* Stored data
┏━━
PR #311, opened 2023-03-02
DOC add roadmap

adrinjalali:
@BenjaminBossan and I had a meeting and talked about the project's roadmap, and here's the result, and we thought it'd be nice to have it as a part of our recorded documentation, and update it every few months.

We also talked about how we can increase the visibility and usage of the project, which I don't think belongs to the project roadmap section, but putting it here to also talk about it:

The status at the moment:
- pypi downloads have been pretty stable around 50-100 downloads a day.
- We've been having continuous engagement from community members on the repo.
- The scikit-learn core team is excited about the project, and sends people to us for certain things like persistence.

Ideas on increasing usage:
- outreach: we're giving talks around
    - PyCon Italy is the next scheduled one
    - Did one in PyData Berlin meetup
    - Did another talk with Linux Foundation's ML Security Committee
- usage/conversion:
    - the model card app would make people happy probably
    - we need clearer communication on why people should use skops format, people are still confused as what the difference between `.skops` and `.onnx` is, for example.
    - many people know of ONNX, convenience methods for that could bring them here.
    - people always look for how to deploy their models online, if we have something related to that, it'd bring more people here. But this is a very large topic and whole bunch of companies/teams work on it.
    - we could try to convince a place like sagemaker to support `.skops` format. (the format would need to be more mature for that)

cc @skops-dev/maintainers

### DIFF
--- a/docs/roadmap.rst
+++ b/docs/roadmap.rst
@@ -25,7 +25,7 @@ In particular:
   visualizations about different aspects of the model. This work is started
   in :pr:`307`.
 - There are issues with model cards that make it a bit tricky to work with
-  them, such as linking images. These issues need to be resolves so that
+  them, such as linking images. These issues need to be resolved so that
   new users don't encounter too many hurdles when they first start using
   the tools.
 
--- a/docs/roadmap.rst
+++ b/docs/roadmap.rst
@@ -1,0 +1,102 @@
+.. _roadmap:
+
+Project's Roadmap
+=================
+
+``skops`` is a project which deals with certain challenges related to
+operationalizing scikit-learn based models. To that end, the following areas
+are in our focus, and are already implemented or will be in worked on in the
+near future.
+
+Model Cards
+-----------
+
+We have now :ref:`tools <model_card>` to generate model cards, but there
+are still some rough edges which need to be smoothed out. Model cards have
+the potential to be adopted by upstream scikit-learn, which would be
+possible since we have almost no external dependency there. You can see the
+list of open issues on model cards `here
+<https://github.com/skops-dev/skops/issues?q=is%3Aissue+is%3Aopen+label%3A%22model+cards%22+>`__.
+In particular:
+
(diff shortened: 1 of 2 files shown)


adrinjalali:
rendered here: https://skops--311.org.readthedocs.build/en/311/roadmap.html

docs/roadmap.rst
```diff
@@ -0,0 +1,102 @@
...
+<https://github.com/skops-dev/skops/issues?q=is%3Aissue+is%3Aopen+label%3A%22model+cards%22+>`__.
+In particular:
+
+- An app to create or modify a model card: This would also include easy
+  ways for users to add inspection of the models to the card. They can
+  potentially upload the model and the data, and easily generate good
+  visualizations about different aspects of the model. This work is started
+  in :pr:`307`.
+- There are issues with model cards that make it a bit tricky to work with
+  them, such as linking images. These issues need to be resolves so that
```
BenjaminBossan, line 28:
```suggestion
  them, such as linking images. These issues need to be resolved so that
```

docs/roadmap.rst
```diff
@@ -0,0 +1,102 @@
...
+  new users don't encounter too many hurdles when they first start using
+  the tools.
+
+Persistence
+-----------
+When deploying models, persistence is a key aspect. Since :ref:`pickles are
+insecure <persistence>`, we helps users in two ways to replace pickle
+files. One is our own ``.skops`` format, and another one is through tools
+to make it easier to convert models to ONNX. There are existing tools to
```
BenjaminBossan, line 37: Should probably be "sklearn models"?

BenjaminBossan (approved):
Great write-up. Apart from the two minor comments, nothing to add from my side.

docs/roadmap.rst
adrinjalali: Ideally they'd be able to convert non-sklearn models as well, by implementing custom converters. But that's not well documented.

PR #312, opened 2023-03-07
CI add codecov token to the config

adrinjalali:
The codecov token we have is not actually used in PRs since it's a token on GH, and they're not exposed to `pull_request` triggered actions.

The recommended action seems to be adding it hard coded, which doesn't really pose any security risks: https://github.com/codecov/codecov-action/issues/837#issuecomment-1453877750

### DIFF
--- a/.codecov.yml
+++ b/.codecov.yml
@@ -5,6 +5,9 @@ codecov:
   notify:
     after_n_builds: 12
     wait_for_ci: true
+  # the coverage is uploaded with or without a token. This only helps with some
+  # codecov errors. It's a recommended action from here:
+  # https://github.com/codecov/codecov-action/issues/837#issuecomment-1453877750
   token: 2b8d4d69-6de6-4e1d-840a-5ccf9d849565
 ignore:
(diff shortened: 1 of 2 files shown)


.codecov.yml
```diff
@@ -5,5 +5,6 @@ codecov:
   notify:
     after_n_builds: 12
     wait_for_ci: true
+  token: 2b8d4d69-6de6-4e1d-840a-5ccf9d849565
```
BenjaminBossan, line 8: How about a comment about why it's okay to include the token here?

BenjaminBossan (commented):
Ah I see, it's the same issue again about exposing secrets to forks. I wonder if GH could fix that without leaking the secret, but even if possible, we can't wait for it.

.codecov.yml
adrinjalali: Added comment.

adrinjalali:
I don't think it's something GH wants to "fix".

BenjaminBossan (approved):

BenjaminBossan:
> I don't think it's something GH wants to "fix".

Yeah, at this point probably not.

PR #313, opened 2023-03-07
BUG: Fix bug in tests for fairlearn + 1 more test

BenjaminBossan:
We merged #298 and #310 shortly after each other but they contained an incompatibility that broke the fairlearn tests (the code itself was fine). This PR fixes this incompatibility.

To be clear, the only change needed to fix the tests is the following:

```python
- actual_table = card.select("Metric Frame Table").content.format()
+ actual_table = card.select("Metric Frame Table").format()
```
┗━━
┏━━
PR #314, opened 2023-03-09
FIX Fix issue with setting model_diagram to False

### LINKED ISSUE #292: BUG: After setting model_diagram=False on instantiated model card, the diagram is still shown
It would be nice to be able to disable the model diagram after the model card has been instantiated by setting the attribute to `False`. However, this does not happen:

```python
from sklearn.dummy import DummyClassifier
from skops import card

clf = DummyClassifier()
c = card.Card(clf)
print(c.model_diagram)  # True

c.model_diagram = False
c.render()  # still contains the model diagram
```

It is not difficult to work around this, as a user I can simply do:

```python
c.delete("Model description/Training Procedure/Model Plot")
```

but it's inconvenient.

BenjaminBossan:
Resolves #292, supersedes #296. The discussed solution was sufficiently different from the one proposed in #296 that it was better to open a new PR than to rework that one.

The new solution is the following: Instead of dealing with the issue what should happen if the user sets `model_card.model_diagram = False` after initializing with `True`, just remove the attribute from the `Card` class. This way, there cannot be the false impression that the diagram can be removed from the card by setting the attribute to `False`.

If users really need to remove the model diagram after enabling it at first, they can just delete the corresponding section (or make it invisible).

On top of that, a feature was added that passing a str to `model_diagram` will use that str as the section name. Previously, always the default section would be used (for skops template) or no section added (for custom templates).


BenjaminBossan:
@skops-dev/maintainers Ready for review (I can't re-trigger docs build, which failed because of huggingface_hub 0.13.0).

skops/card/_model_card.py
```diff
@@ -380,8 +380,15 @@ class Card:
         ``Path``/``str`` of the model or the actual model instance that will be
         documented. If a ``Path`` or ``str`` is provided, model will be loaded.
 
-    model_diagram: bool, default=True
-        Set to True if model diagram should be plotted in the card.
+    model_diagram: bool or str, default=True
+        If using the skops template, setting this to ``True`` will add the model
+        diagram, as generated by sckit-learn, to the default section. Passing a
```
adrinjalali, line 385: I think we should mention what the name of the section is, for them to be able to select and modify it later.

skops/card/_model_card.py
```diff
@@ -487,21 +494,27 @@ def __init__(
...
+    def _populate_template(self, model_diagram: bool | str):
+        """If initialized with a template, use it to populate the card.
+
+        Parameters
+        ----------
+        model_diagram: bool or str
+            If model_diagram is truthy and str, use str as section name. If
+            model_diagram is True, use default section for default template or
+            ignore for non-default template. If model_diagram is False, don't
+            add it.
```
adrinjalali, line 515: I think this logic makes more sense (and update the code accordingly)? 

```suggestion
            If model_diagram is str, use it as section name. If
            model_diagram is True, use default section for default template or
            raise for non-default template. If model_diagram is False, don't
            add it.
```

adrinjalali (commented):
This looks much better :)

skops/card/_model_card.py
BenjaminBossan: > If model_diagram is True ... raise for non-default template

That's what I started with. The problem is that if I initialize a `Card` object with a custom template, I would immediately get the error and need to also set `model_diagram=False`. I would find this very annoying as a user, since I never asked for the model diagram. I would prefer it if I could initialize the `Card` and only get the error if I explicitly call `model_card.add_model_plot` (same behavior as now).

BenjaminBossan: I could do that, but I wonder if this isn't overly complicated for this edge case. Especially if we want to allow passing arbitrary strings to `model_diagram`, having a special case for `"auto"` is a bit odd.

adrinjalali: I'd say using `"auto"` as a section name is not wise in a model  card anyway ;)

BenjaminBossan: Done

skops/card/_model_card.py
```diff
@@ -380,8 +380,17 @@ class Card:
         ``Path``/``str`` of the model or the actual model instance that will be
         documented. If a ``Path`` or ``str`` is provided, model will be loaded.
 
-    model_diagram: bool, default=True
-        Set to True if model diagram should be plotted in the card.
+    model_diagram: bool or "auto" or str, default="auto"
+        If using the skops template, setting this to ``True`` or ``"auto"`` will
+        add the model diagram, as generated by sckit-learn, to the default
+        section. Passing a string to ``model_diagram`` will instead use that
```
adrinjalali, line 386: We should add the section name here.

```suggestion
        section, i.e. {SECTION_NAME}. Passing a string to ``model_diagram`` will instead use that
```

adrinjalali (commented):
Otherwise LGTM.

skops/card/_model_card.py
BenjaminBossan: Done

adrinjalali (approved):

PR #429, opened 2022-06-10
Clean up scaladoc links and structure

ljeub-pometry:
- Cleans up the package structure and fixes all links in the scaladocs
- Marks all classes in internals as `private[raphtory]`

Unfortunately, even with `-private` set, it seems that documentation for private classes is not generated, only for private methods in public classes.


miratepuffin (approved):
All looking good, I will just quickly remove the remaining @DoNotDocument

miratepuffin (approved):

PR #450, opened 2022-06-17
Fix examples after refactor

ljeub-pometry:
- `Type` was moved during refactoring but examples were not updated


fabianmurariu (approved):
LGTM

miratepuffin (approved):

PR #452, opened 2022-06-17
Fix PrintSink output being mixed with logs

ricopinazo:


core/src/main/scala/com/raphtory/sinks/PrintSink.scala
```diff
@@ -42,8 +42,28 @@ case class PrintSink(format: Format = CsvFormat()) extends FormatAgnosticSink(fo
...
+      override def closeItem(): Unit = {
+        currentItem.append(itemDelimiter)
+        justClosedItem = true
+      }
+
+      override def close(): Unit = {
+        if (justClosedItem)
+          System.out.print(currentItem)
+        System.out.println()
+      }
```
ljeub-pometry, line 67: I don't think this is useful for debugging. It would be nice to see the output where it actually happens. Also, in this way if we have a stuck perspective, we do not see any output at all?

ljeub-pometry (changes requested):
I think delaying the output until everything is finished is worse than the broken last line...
┗━━
* Exercise instructions
Provide the number of lines in the records above containing the string "DummyClassifier", and write nothing more.

* Reply
2